XHGQ-FM/XEGQ-AM
- Los Reyes, Michoacán; Mexico;
- Frequencies: 92.5 FM 1000 AM
- Branding: La Raza

Programming
- Format: Grupera

Ownership
- Owner: Grupo Tremor Radio; (Tremor Comunicaciones, S.A. de C.V.);

History
- First air date: June 6, 1975 (concession)

Technical information
- Class: FM: AA AM: B
- Power: AM: 3.5 kilowatts
- ERP: FM: 6 kW
- Transmitter coordinates: 19°35′06″N 102°28′03″W﻿ / ﻿19.58500°N 102.46750°W

= XHGQ-FM =

Radio station in Los Reyes, Michoacán

XHGQ-FM/XEGQ-AM is a radio station on 92.5 FM and 1000 AM in Los Reyes, Michoacán. It carries the La Raza grupera format.

==History==

Logo as La Ke Buena used to 2021

XEGQ-AM received its concession on June 6, 1975. It was owned by Gilberto Hossfeldt Díaz and broadcast with 1,000 watts on 1530 kHz.

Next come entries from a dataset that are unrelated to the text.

PR #663, opened 2025-04-16
COPY, DO NOT MERGE: feat(components, os): add one-time "Check" method for each component

gyuho:
Just for reference to https://github.com/leptonai/gpud/pull/651.


gyuho:
Closing in favor of https://github.com/leptonai/gpud/pull/651

PR #670, opened 2025-04-19
feat(reboot): reboot after 10s by default

eahydra:
To inform the control plane that the reboot request has been processed, reboot after 10 seconds.


gyuho (approved):
lgtm

PR #672, opened 2025-04-20
feat(components): add more register methods, add Deregisterable interface

gyuho:
Cherry-picked from https://github.com/leptonai/gpud/pull/627.

### DIFF
--- a/components/types.go
+++ b/components/types.go
@@ -47,6 +47,14 @@ type Component interface {
 	Close() error
 }
 
+// Deregisterable is an interface that allows a custom plugin to be deregistered.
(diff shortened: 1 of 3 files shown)


components/types.go
```diff
@@ -47,6 +47,14 @@ type Component interface {
 	Close() error
 }
 
+// Deregisterable is an interface that allows a custom plugin to be deregistered.
+// By default, the regular/built-in components are not allowed to be deregistered,
+// unless it implements this interface.
+type Deregisterable interface {
```
eahydra, line 53: IMO every component should be deregisterable.

eahydra (approved):

PR #706, opened 2025-04-25
feat(custom-plugins): jsonpath parser + regex to extract health info from output

gyuho:


pkg/custom-plugins/component.go
```diff
@@ -124,13 +124,35 @@ func (c *component) Check() components.CheckResult {
...
+			cr.reason = fmt.Sprintf("error extracting extra info -- %s (output: %s)", cr.err, string(cr.out))
+		}
+
+		if len(matchResults) > 0 {
+			for k, result := range matchResults {
+				cr.extraInfo[k] = result.fieldValue
+
+				if !result.matched {
+					cr.health = apiv1.HealthStateTypeUnhealthy
+					cr.reason = fmt.Sprintf("extra info %q has unexpected value %q (based on match rule %q)", k, result.fieldValue, result.rule)
```
eahydra: shall we hide the details? Just give the result: we cannot find target value by the rule(name or id, not the rule content)

pkg/custom-plugins/plugin_output.go
```diff
@@ -0,0 +1,189 @@
...
+	}
+
+	if po.JSONPaths != nil {
+		return extractExtraInfoWithJSONPaths(input, po.JSONPaths)
+	}
+
+	return nil, nil
+}
+
+type extractedExtraInfo struct {
```
eahydra, line 48:
```suggestion
type extractedField struct {
```

pkg/custom-plugins/types.go
```diff
@@ -83,3 +87,35 @@ type RunBashScript struct {
...
+	// ref. https://goessner.net/articles/JsonPath/
+	QueryPath string `json:"query_path"`
+	// FieldName defines the field name to represent this query result.
+	FieldName string `json:"field_name"`
+
+	// MatchRule is the match rule for the field value.
+	// It not set, the field value is not checked.
+	// If set, the field value is checked against the match rule.
+	// If set but mismatched, the health state is set to "Unhealthy".
+	MatchRule
```
eahydra, line 113: Give it a field name and a json tag.

pkg/custom-plugins/plugin_output.go
```diff
@@ -0,0 +1,189 @@
...
+		return nil, err
+	}
+	return v, nil
+}
+
+// checkMatchRule checks if the input matches the match rule.
+// It returns true if the input matches the match rule, otherwise false.
+// It returns an error if the match rule is invalid.
+// The second return value is the match rule that was used to check the input.
+func (rule MatchRule) checkMatchRule(input string) (bool, string, error) {
```
eahydra, line 177: Please put the method close to where MatchRule is defined at. That can improve the readability.  BTW  for the receiver type, we should use pointer by default.

pkg/custom-plugins/types.go
```diff
@@ -58,6 +63,10 @@ type Plugin struct {
 	// If a step fails, the execution stops and the error is returned.
 	// Which means, the final success requires all steps to succeed.
 	Steps []Step `json:"steps,omitempty"`
+
+	// OutputParse is the parser for the plugin output.
+	// If not set, the default prefix parser is used.
+	OutputParse *PluginOutputParseConfig `json:"output_parse,omitempty"`
```
eahydra, line 69: Shall we give it a short name? Parser? Extractor?  Trait？

pkg/custom-plugins/types.go
```diff
@@ -83,3 +92,58 @@ type RunBashScript struct {
...
+	JSONPaths []JSONPath `json:"json_paths,omitempty"`
+}
+
+// JSONPath represents a JSON path to the output fields.
+type JSONPath struct {
+	// QueryPath defines the JSONPath query path to extract for.
+	// ref. https://pkg.go.dev/github.com/PaesslerAG/jsonpath#section-readme
+	// ref. https://en.wikipedia.org/wiki/JSONPath
+	// ref. https://goessner.net/articles/JsonPath/
+	QueryPath string `json:"query_path"`
```
eahydra, line 110:
```suggestion
	QueryPath string `json:"query"`
```

pkg/custom-plugins/types.go
```diff
@@ -83,3 +92,58 @@ type RunBashScript struct {
...
+	// FieldName defines the field name to represent this query result.
+	FieldName string `json:"field_name"`
```
eahydra, line 112:
```suggestion
	Field string `json:"field"`
```

pkg/custom-plugins/types.go
```diff
@@ -83,3 +92,58 @@ type RunBashScript struct {
...
+
+	// MatchRule is the match rule for the field value.
+	// It not set, the field value is not checked.
+	// If set, the field value is checked against the match rule.
+	// If set but mismatched, the health state is set to "Unhealthy".
+	MatchRule *MatchRule `json:"match_rule,omitempty"`
```
eahydra, line 118: Filter?

pkg/custom-plugins/component.go
```diff
@@ -124,13 +124,35 @@ func (c *component) Check() components.CheckResult {
 	cr.reason = "ok"
 	log.Logger.Debugw("successfully executed plugin", "exitCode", cr.exitCode, "output", string(cr.out))
 
+	// either custom parser (jsonpath) or default parser
+	if len(cr.out) > 0 && c.spec.HealthStatePlugin.Parser != nil {
+		var matchResults map[string]extractedField
+		matchResults, cr.err = c.spec.HealthStatePlugin.Parser.extractExtraInfo(cr.out)
+		if cr.err != nil {
+			log.Logger.Errorw("error extracting extra info", "error", cr.err)
+			cr.reason = fmt.Sprintf("error extracting extra info -- %s (output: %s)", cr.err, string(cr.out))
```
eahydra, line 133: Return the out to user? We should hide it...

pkg/custom-plugins/component.go
```diff
@@ -124,13 +124,35 @@ func (c *component) Check() components.CheckResult {
...
+		}
+
+		if len(matchResults) > 0 {
+			for k, result := range matchResults {
+				cr.extraInfo[k] = result.fieldValue
+
+				if !result.matched {
+					cr.health = apiv1.HealthStateTypeUnhealthy
+					cr.reason = fmt.Sprintf("cannot find the matching value for %q", k)
```
eahydra, line 144: we also need to hide this. we can add log for the case, but does not show user it.

pkg/custom-plugins/component.go
gyuho: fixed

eahydra (approved):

In 2008, XEGQ moved to 1000 kHz and raised its power to 3.5 kW.

XEGQ received approval to migrate to FM in 2011. The IFT assessed a continuity obligation in 2014, requiring the AM to remain on the air to serve listeners who otherwise had no radio service.

XHGQ-FM was sold to Tremor Comunicaciones, S.A. de C.V. effective December 12, 2018.